PR #200, opened 2022-10-24
pushing dans PR: Fix search result url link to apartment vs. landlord

cyrus14:
### Summary 
Previously, making a search query and clicking on a result brings the user to the page for an apartment, even if a landlord was clicked. This pull request fixes the issue by aligning the destination URL with the type of result: .org/apartment/21 vs. .org/landlord/21

### Test Plan 

image
image
image


jiayuangu762943 (approved):
Thx on behalf of Daniels!

Issue #185, opened 2022-10-05
inifinite scrolling on home page


jiayuangu762943:

jiayuangu762943:
Implement infinite scrolling on `ApartmentCards.tsx`

- create a branch called `infinite-scrolling-home-page`
- two great references https://codesandbox.io/s/yk7637p62z?file=/src/index.js:929-934 https://www.npmjs.com/package/react-infinite-scroll-component
- feel free to talk to me with any questions as this is completely new!

PR #201, opened 2022-10-28
Infinite Scrolling on Homepage

thuypham03:
This PR resolve issue #185 by adding infinite scrolling on homepage.

Steps: 
- Adding `loadingLength` in `frontend/src/constants/HomeConsts.ts`
- Modifying API `/page-data/:page/:size` and `/location/:loc/:size` in `backend/src/app.ts` by adding array size when loading data from database and returning `isEnded` (whether the collection query has been fully loaded)
- Create component `frontend/src/components/ApartmentCard/ScrollingCards.tsx` to handle the infinite scrolling, when reaching the bottom of the page, `dataSize` will be updated (`+ loadingLength`), causing the page to re-render to update the `data`
- Adding message 'Loading more apartments...' if it hasn't fully loaded, otherwise 'There's no more apartments!'

https://user-images.githubusercontent.com/62644357/198853212-2b91f330-b439-4c4e-8ca9-620bf7446366.mov

https://user-images.githubusercontent.com/62644357/202799047-7500fc62-e3e2-4924-ac60-26d54ead9d0d.mov


juliejeong (approved):
Nicely done! When tested locally, scrolling & loading more pages went smoothly and the codes look clean. One suggestion that could be added design-wise is maybe adding something like "load more" or some indication that there are more pages to be loaded. so that it is more clear & intuitive to the user since as of right now it's a bit subtle.

cyrus14 (commented):
Hi Sophia! Great job on this PR to add infinite scrolling functionality to the homepage. I really like how you added what Julie suggested which was to show a "load more" indicator so that the user is able to intuitively expect more apartments to load. I think it's also great how you've abstracted the size of how many apartments to retrieve so that it is more versatile for future features we would want to add. Last thing to add, I think you could remove the 'page' variable on line 206 in backend/src/app.ts because it is never used.

juliejeong (commented):
The new changes look great! Definitely more efficient and structured than the previous version. Scrolling looks flawless when tested locally! Nice job!

dan-ieljin:
This PR for adding infinite scrolling looks great! The load more functionality is definitely a smart choice since it does not overwhelm the user with content. No issues when testing on my local machine. The new API endpoint also is cleanly implemented with intuitive code and error handling.

cyrus14 (approved):
Hi Sophia! I'm reviewing this PR for the second time after seeing the changes you made to your original PR. Just to reiterate really good job creating the infinite scrolling. This is very beneficial for our platform as a whole since we are dealing with so many listings. The load more indicator is good for users because they will understand that by scrolling they can load more listings. Also great job on removing unused variables. Approved!

PR #191, opened 2022-10-08
[WIP] Removing Landlords and Adding Apt Cards on the Search Page (2/2)

juliejeong:
This PR is 2 of 2 parts addressing Issue #184 with PR #190.

[WORK IN PROGRESS]
The finished PR should look like this:
image

PR #202, opened 2022-10-28
Search Results Page with Apartment Cards (NEW implementation)

juliejeong:
### Summary 

This PR allows apartment results to be displayed when a user searches a keyword. The previous, now closed, PR #191, used the same `/search` route as before (which returns AptOrLandlord results) and filtered the returned results to contain only apartments, then required a complex type conversion. Now, this new PR creates a new route that retrieves only apartment data from the query and returns the results with all the required data in a form that can be directly used in frontend.

This PR does the following:
- remove the landlord cards from the SearchResultsPage
- create a new route `/search-results` that returns apartments that match the search query as a pageData object
- renders the returned results as ApartmentCards in SearchResultsPage

### Test Plan 

Tested locally by passing different queries into the search bar and examine the returned results.


juliejeong:
please refer to PR #207 for the modified version without the conflicts

Issue #215, opened 2023-02-08
Change infinite scrolling on homepage to table with fixed length


thuypham03:

cyrus14:
Finished this ticket!

PR #221, opened 2023-02-10
No Infinite Scroll On Homepage

cyrus14:
### Summary 

In response to https://github.com/cornell-dti/cu-apts/issues/215 , this commit makes it so there is no more infinite scroll on the homepage.

### Test Plan 

Tested by opening in browser to make sure there is no infinite scrolling on the homepage but there is infinite scrolling for all of the other pages.

image

### DIFF
--- a/frontend/src/components/ApartmentCard/ScrollingCards.tsx
+++ b/frontend/src/components/ApartmentCard/ScrollingCards.tsx
@@ -31,8 +31,6 @@ const ScrollingCards = ({ API }: Props): ReactElement => {
     });
   }, [dataSize, API]);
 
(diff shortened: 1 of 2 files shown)


AnkitLakkapragada:
Tested this fix and it looks really good! Great work, this is very beneficial for usability.

thuypham03 (approved):
Good job for reusing the existed component to finish task. It's the art of usability! One small suggestion is that you should prevent using magic numbers, but rather constant that will be used globally. It helps keeping track of our page better too! I have adapt your PR to constant this time, so no further action needed!

PR #224, opened 2023-02-16
Add 'status' property to Review type

dan-ieljin:
### Summary 

This pull request is the first step in preparing for an admin page and report abuse button.

- added 'status' property to Review type with possible values being one of PENDING, APPROVED, DECLINED
- added default status of PENDING when creating a new review in the '/new-review' endpoint

### Test Plan 
I created a test review and confirmed that the status property was set to PENDING in Firestore.


thuypham03 (approved):
Good job! I have tested out on Postman on adding new comment and it's in 'PENDING' state as we're all expected. Thanks for helping our team writing additional scripts to add 'state' to every existed reviews in firebase!

PR #232, opened 2023-03-03
Resolve miscellaneous warning when launching site

thuypham03:
When launching site and monitoring console (F12), many warnings occur and had been resolved by:
- Update `justify` to `justifyContent`
- Re-import Firebase SDK properly
- Remove type any in add data script


AnkitLakkapragada (approved):
Looks good! This change is important and it's good to know we were able to resolve those warnings. Are all the imports in `firebase.ts` used?

PR #233, opened 2023-03-03
Add User Log In Button to Nav Bar

cyrus14:
### Summary 

Implemented a Sign In/Sign Out Button for the Navbar.

If the user is not logged in, there is a login button (placed at right-end of the header) that allows user to sign in with Google Login (already implement with Firebase)

If the user is logged in, there is a logout button (placed at right-end of the header) that allows user to logout

When user tries to write a review they will be prompted with sign in. If they sign in through that route, the button will update accordingly.

### Test Plan 

Resized the browser to make sure it worked on screen sizes. Tested different ways of signing in to make sure that the states stayed consistent.

https://user-images.githubusercontent.com/60114462/222983958-c9279c80-b0b1-41d2-a3d0-7b51e4e1bc57.mov


frontend/src/pages/ApartmentPage.tsx
```diff
@@ -205,14 +213,15 @@ const ApartmentPage = (): ReactElement => {
...
+    let user = await getUser(true);
     if (!user) {
-      let user = await getUser(true);
       setUser(user);
       if (!user) {
         showSignInErrorToast();
         return;
       }
     }
+    setUser(user);
```
thuypham03, line 224: You always `setUser(user)` no matter the if statement above result in, please move this line up before if statement, then delete the other getUser

frontend/src/components/utils/NavBar/index.tsx
```diff
@@ -158,6 +186,27 @@ const NavBar = ({ headersData }: Props): ReactElement => {
     );
   };
 
+  const signInAction = async () => {
+    console.log(user);
```
thuypham03, line 190: Please remove this `console.log` debugging statement.

frontend/src/components/utils/NavBar/index.tsx
```diff
@@ -203,19 +252,18 @@ const NavBar = ({ headersData }: Props): ReactElement => {
...
-  const searchBar = location.pathname !== '/';
-
   const displayDesktop = (): ReactElement => {
     return (
-      <Grid container className={toolbar} alignItems="center">
+      <Grid container className={toolbar} alignItems="center" justifyContent="space-between">
         <Grid item md={3}>
           {homeLogo}
         </Grid>
-        <Grid item md={6} className={searchBar ? search : searchHidden}>
```
thuypham03, line 214: I believe this line is for adapting new design on homepage. The search bar in navigation page disappear when we're on homepage, otherwise it stays still. Please revert this back then add additional styling so the nav bar appear as expected!

thuypham03 (changes requested):
Please take a look at those comments!

frontend/src/components/utils/NavBar/index.tsx
```diff
@@ -141,6 +161,14 @@ const NavBar = ({ headersData }: Props): ReactElement => {
     setDrawerOpen(false);
   }, [location]);
 
+  useEffect(() => {
+    if (user) {
+      setButtonText('Sign Out');
+    } else {
```
thuypham03, line 167: For this part, please use conditional expression, like `setButtonText(!user ? 'Sign In' : 'Sign Out')`

frontend/src/components/utils/NavBar/index.tsx
```diff
@@ -248,18 +251,19 @@ const NavBar = ({ headersData, user, setUser }: Props): ReactElement => {
...
+            </Link>
           </Grid>
         </Grid>
       </Grid>
     </Grid>
   );
 
   const searchBar = location.pathname !== '/';
+  // const checkUser = () => {
+  //   console.log(isCurrentUser());
```
thuypham03, line 265: Please remove any code and debugging statement that you won't use.

thuypham03 (dismissed):
Look good to me at this moment! We will note on integrating token to check auth status and try change user from internal state to global context later!

thuypham03 (approved):
Look good to me at this moment! We will note on integrating token to check auth status and try change user from internal state to global context later!

PR #240, opened 2023-03-13
Implement front end UI for Admin page

AnkitLakkapragada:
### Summary 

This pull request is the first step towards implementing the admin page that approves and rejects reviewers for apartments.

The page can be accessed at ` /admincuapts1234`. The next steps include creating an API to fetch all pending reviews and giving this button functionality and this webpage security.  

### Test Plan 

image

### Breaking Changes  

 
None

### DIFF
--- a/frontend/src/App.tsx
+++ b/frontend/src/App.tsx
@@ -1,4 +1,4 @@
-import React, { ReactElement, useEffect } from 'react';
+import React, { ReactElement, useEffect, useState } from 'react';
 import './App.scss';
 import { BrowserRouter as Router, Route, Switch } from 'react-router-dom';
 import HomePage from './pages/HomePage';
@@ -89,6 +89,7 @@ const headersData = [home, faq];
 hotjar.initialize(HJID, HJSV);
 
 const App = (): ReactElement => {
+  const [user, setUser] = useState<firebase.User | null>(null);
   useEffect(() => {
     const setData = async () => {
       await axios.post('/set-data');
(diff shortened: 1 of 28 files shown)


cyrus14 (dismissed):
Loving this front end UI for Admin Page. I think this is a great foundation for the Admin Page. Once the backend is figured out I think some adjustments will need to be made to have the approve and reject be placed in a way that is aligned with the review that you are deciding for. For now though, this is great for the set up!

frontend/src/components/utils/NavBar/index.tsx
```diff
@@ -270,6 +305,9 @@ const NavBar = ({ headersData, user, setUser }: Props): ReactElement => {
         <Grid item md={6} className={searchBar ? search : searchHidden}>
           {auto()}
         </Grid>
+        <Grid item md={1} className={menu} container justifyContent="flex-end">
```
thuypham03, line 308: The logic will be better if you have another boolean isAdmin then you do {isAdmin && <Button>}, the button should only render the button, not to check whether it's admin or not

frontend/src/App.tsx
```diff
@@ -90,6 +90,19 @@ hotjar.initialize(HJID, HJSV);
 
 const App = (): ReactElement => {
   const [user, setUser] = useState<firebase.User | null>(null);
+  const admins: string[] = [
```
thuypham03, line 93: This should be moved to const file.

AnkitLakkapragada (commented):
Looks good, this change is really needed for the front-end UI and also the first step for the admin page that will allow us to approve reviews.

thuypham03 (approved):
This PR finish implementation for admin page UI. In the future, the button need to be functional to change review from PENDING to ACCPETED/ DECLINED!

PR #244, opened 2023-03-14
Change design in Review card (Reduce hearts)

thuypham03:
New design: Reduce the number of heart
Screenshot 2023-03-14 at 1 30 38 AM

Old design:
Screenshot 2023-03-14 at 1 32 44 AM


cyrus14 (approved):
Great job Sophia on reducing the number of hearts. It is much less overwhelming and is consistent with the color scheme!

PR #2216, opened 2020-09-29
Added custom configuration options for lua-language-server

folke:
As the title says, I've added all the configuration options for [lua-language-server](https://github.com/sumneko/lua-language-server) as described on [Settings without VSCode](https://github.com/sumneko/lua-language-server/wiki/Setting-without-VSCode)

This also fixes an issue with the server, since after initialisation, it requests the `workspace/configuration` from the client. It will only start scanning your workspace once it received the configuration. Requested sections at startup are **Lua**, **files.associations** and **files.exclude**. With the new default options, the server will work as expected.

An example of configuring some options (in doom emacs):
```elisp
(after! lsp-mode
  (setq lsp-lua-workspace-max-preload 300)
  (setq lsp-lua-diagnostics-globals ["hs" "spoon"]))
```

### DIFF
--- a/clients/lsp-lua.el
+++ b/clients/lsp-lua.el
@@ -127,6 +127,214 @@
   (and (f-exists? lsp-clients-lua-language-server-main-location)
        (f-exists? lsp-clients-lua-language-server-bin)))
 
+(defcustom lsp-lua-color-mode "Semantic" "Color mode."
+  :type '(choice (:tag "Grammar" "Semantic"))
+  :package-version '(lsp-mode . "7.0")
+  :group 'lsp-lua-language-server)
+
+(defcustom lsp-lua-completion-call-snippet "Disable" "Shows function call snippets."
+  :type '(choice (:tag "Disable" "Both" "Replace"))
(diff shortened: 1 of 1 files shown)


clients/lsp-lua.el
```diff
@@ -127,6 +127,214 @@
   (and (f-exists? lsp-clients-lua-language-server-main-location)
        (f-exists? lsp-clients-lua-language-server-bin)))
 
+(defcustom lsp-lua-color-mode "Semantic" "Color mode."
+  :type '(choice (:tag "Grammar" "Semantic"))
+  :package-version '(lsp-mode . "7.0")
```
yyoncho, line 132: please change these to 7.1. Can you also place the doc string on a new line, here and in the whole review?

folke: I've made the requested changes.
Thank you for the quick reply!

yyoncho (approved):

yyoncho:

folke:
Awesome, thanks!

PR #2220, opened 2020-10-03
[breadcrumb] Set evil jumps when invoking lsp-breadcrumb-go-to-symbol

leungbk:
----

#

### DIFF
--- a/lsp-headerline.el
+++ b/lsp-headerline.el
@@ -161,11 +161,15 @@ Switch to current mouse interacting window before doing BODY."
                                        directory-display-string)
                                directory-display-string))
 
+(declare-function evil-set-jump "ext:evil-jumps")
+
 (lsp-defun lsp-headerline--symbol-with-action ((symbol &as &DocumentSymbol :name) symbol-display-string)
   "Build action for SYMBOL and SYMBOL-STRING."
   (lsp-headerline--with-action (let ((map (make-sparse-keymap)))
                                  (define-key map [header-line mouse-1]
                                    (lsp-headerline--make-mouse-handler
+                                     (when (bound-and-true-p evil-mode)
+                                       (evil-set-jump))
                                      (lsp-headerline--go-to-symbol symbol)))
                                  (define-key map [header-line mouse-2]
                                    (lsp-headerline--make-mouse-handler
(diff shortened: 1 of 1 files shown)


lsp-headerline.el
```diff
@@ -335,6 +339,11 @@ PATH is the current folder to be checked."
         (lsp--info "Server does not support breadcrumb."))
     (lsp--info "Call this function with a number representing the symbol position on breadcrumb")))
 
+(declare-function evil-set-command-property "ext:evil-common")
+
+(with-eval-after-load 'evil
+  (evil-set-command-property 'lsp-breadcrumb-go-to-symbol :jump t))
```
ericdallo, line 345: Shouldn't we move this to the `lsp-headerline-breadcrumb-mode`?

When enabled set that and when disabled, remove the evil-command-property?

leungbk: I hadn't considered that. Is there any difference in behavior? I cannot think of any context where an `evil` user would want `:jump nil` for `#'lsp-breadcrumb-go-to-symbol`.

ericdallo: Just keeping the pattern of only activating things when modes are enabled and remove the changes when the mode is disabled.
This pattern helps debugging bugs and keeps a clean state IMO

leungbk: `evil-set-command-property` modifies `evil-command-properties`, an alist mapping functions to properties, but does not modify the `lsp-breadcrumb-go-to-symbol` function; so I don't see how moving the invocation to the mode definition would make any `lsp`-managed state any simpler, or make the `lsp-breadcrumb-go-to-symbol` function easier to debug. It also wouldn't influence how functions defined by other packages behave.

Moving the invocation also incurs more overhead since `evil-command-properties` has several hundred entries, and since `evil-set-command-property` will in general take linear time.

leungbk: Actually, there's another benefit of leaving the `evil-set-command-property` invocation outside of `lsp-headerline-breadcrumb-mode`: if it is left outside and I call `lsp-breadcrumb-go-to-symbol` when `lsp-headerline-breadcrumb-mode` is off, then the `jump` marker gets set anyway. Which is desirable behavior, since a user would want to have those markers in the jump list whether or not `lsp-headerline-breadcrumb-mode` is on.

ericdallo: OK, no problem, I see your point :)

ericdallo (approved):

lsp-headerline.el
```diff
@@ -161,11 +161,16 @@ Switch to current mouse interacting window before doing BODY."
...
                                directory-display-string))
 
+(declare-function evil-set-jump "ext:evil-jumps")
+
 (lsp-defun lsp-headerline--symbol-with-action ((symbol &as &DocumentSymbol :name) symbol-display-string)
   "Build action for SYMBOL and SYMBOL-STRING."
   (lsp-headerline--with-action (let ((map (make-sparse-keymap)))
                                  (define-key map [header-line mouse-1]
                                    (lsp-headerline--make-mouse-handler
+                                     (when (and (require 'evil nil t)
```
yyoncho, line 171: seems like the `require` part is not needed here.

leungbk: Fixed.

yyoncho (approved):

PR #2222, opened 2020-10-03
ignore variables affecting serialization in `lsp-persist`

Lompik:
the `prin1*` (used by `lsp--persist`) family of function are affected by `print-level`, `print-length` and others (https://www.gnu.org/software/emacs/manual/html_node/elisp/Output-Variables.html). 

Without this patch, setting `print-level` to less that the length of `lsp-session` will silently corrupt `lsp-session-file` when saved. 
(in my case, I did not manually set `print-level` but my `lsp-sessions-file` ended with bare "..." as if truncated and lsp warned `Failed to parse the session Hash table data` on next emacs startup)

### DIFF
--- a/lsp-mode.el
+++ b/lsp-mode.el
@@ -3443,7 +3443,9 @@ in that particular folder."
 
 (defun lsp--persist (file-name to-persist)
   "Persist TO-PERSIST in FILE-NAME."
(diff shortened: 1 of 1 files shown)


yyoncho (approved):

yyoncho:

PR #2227, opened 2020-10-07
lsp-headerline: make mouse-2 action for symbol to toggle narrowing

tsuu32:
Currently consecutive [header-line mouse-2] for symbol does nothing.
So I think toggling narrowing is better experience.

Please review my suggestion and code.

### DIFF
--- a/lsp-headerline.el
+++ b/lsp-headerline.el
@@ -173,9 +173,17 @@ Switch to current mouse interacting window before doing BODY."
                                      (lsp-headerline--go-to-symbol symbol)))
                                  (define-key map [header-line mouse-2]
                                    (lsp-headerline--make-mouse-handler
-                                     (lsp-headerline--narrow-to-symbol symbol)))
+                                     (-let (((&DocumentSymbol :range (&RangeToPoint :start :end)) symbol))
+                                       (if (and (eq (point-min) start) (eq (point-max) end))
+                                           (widen)
+                                         (lsp-headerline--narrow-to-symbol symbol)))))
                                  map)
-                               (format "mouse-1: go to '%s' symbol\nmouse-2: narrow to '%s' range" name name)
+                               (format "mouse-1: go to '%s' symbol\nmouse-2: %s"
+                                       name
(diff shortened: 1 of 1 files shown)


lsp-headerline.el
```diff
@@ -173,9 +173,15 @@ Switch to current mouse interacting window before doing BODY."
                                      (lsp-headerline--go-to-symbol symbol)))
                                  (define-key map [header-line mouse-2]
                                    (lsp-headerline--make-mouse-handler
-                                     (lsp-headerline--narrow-to-symbol symbol)))
+                                     (if (buffer-narrowed-p)
```
yyoncho, line 176: Doesn't it make sense to widen only if you are trying to narrow to the exact same region? In case you want to narrow to another item(e. g. parent), it seems like it makes more sense to narrow to that region.

tsuu32: Oh, You are right. I've never seen multiple (parent and child) symbols in headerline. 
I try to fix my code.

tsuu32:
force-pushed.
I think 3d74358 works as you said but I don't know this is good condition and I can't test this.

tsuu32:
I tested this. When I narrow parent and then narrow child,  I feel weird that whole buffer widen by pushing mouse-2 on child...

lsp-headerline.el
```diff
@@ -173,9 +173,17 @@ Switch to current mouse interacting window before doing BODY."
                                      (lsp-headerline--go-to-symbol symbol)))
                                  (define-key map [header-line mouse-2]
                                    (lsp-headerline--make-mouse-handler
-                                     (lsp-headerline--narrow-to-symbol symbol)))
+                                     (-let (((&DocumentSymbol :range (&RangeToPoint :start :end)) symbol))
+                                       (if (= (- (point-max) (point-min)) (- end start))
```
yyoncho, line 177: Shouldn't you compare point-min with start and point-max with end? If you compare the difference then it will have wrong behaviour if 2 elements have the same size, no?

tsuu32: fixed

yyoncho (approved):

yyoncho:

Issue #2229, opened 2020-10-07
[completion] completion sorting issues with ts-ls


yyoncho:
1. `React` placed infront of `classname`

![image](https://user-images.githubusercontent.com/13259670/95370607-b27afb00-08e1-11eb-9ac7-e5563da81495.png)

+ + + + +

- _THE TASK_: Scan the listing above, and wherever a line holds the string "consistent", copy that line.

- _ANSWER BELOW_:
Resized the browser to make sure it worked on screen sizes. Tested different ways of signing in to make sure that the states stayed consistent.
Great job Sophia on reducing the number of hearts. It is much less overwhelming and is consistent with the color scheme!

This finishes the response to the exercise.